Report back each line of the data that contains the word "async".
═════ INPUT FOR THIS TASK
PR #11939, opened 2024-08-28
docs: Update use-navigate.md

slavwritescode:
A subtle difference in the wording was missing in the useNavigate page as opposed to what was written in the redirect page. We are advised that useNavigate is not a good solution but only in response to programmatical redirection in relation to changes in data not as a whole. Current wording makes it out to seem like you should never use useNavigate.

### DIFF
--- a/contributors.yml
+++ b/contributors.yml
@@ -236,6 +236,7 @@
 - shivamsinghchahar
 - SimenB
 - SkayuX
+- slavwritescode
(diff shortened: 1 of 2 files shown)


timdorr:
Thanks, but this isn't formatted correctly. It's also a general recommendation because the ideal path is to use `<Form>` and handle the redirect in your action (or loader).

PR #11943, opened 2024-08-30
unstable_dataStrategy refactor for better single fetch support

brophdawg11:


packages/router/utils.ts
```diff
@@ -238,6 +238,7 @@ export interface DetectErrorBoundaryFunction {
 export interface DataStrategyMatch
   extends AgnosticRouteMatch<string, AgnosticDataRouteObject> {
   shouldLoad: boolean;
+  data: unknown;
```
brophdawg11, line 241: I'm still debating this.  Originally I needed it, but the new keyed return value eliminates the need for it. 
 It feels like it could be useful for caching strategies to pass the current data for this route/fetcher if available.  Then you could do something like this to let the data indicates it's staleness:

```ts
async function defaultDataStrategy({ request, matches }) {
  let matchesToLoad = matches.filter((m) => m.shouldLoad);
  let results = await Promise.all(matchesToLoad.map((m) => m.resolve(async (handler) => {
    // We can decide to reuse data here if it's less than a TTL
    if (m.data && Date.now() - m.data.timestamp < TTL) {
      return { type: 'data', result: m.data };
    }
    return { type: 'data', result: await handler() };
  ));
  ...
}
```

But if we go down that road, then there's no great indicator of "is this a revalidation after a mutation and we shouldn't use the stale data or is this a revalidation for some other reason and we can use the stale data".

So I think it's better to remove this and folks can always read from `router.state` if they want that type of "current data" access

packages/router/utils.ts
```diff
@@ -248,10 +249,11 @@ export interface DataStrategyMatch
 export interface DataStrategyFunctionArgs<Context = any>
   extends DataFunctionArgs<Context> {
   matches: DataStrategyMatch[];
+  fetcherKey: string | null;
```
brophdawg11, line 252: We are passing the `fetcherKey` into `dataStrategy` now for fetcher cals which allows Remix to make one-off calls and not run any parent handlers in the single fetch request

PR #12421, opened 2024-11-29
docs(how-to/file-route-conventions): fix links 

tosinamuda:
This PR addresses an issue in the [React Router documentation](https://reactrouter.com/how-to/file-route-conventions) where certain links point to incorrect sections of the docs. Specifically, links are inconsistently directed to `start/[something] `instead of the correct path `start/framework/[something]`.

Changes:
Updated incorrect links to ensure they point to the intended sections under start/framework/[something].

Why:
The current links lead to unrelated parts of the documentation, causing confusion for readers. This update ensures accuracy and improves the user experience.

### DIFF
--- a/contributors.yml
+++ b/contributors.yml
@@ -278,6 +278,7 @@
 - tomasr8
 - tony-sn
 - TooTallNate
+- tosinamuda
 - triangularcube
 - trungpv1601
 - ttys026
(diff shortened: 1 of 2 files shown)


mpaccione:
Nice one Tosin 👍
══════════
═════ INPUT FOR THIS TASK
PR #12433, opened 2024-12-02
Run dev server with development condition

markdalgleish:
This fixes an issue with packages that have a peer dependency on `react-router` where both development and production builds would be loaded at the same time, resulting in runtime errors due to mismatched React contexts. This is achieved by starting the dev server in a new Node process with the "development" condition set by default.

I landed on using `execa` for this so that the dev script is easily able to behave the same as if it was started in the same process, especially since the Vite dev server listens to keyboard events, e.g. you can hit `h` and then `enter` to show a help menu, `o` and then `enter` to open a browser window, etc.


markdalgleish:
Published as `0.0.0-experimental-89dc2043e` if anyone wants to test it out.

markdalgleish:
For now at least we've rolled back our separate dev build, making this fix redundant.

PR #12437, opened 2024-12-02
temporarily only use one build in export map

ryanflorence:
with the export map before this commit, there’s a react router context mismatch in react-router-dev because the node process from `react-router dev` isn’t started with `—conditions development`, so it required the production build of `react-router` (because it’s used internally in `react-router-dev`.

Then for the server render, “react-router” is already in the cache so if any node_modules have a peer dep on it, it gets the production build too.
══════════
═════ INPUT FOR THIS TASK
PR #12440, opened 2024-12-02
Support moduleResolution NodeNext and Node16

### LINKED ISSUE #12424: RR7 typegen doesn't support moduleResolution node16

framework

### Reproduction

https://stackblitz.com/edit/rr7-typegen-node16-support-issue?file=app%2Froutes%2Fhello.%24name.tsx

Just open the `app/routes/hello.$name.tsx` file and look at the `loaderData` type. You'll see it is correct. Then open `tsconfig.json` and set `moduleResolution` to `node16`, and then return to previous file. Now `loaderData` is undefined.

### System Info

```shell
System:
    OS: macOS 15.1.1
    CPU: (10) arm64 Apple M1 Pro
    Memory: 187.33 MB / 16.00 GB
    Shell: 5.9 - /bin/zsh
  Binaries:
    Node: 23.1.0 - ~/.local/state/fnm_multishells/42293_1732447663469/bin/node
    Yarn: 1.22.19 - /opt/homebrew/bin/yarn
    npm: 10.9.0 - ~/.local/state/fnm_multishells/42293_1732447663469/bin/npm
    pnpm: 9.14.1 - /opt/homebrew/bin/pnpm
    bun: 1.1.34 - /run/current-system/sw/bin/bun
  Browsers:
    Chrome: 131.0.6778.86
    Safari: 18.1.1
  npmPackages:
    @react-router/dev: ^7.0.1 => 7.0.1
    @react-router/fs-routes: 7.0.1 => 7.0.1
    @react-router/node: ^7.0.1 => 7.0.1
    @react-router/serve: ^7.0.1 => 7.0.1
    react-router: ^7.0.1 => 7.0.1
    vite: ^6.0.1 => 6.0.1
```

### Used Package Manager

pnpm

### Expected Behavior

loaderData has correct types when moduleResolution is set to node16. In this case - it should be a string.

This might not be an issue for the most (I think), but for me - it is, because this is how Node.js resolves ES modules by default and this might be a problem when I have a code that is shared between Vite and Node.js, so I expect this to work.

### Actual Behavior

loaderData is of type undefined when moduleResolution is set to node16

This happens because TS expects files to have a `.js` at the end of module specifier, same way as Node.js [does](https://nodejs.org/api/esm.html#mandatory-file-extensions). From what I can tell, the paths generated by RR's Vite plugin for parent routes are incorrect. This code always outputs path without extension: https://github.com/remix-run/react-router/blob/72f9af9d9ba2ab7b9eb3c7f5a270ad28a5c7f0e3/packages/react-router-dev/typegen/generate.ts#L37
══════════
> [YOUR RESPONSE]
async function defaultDataStrategy({ request, matches }) {
  let results = await Promise.all(matchesToLoad.map((m) => m.resolve(async (handler) => {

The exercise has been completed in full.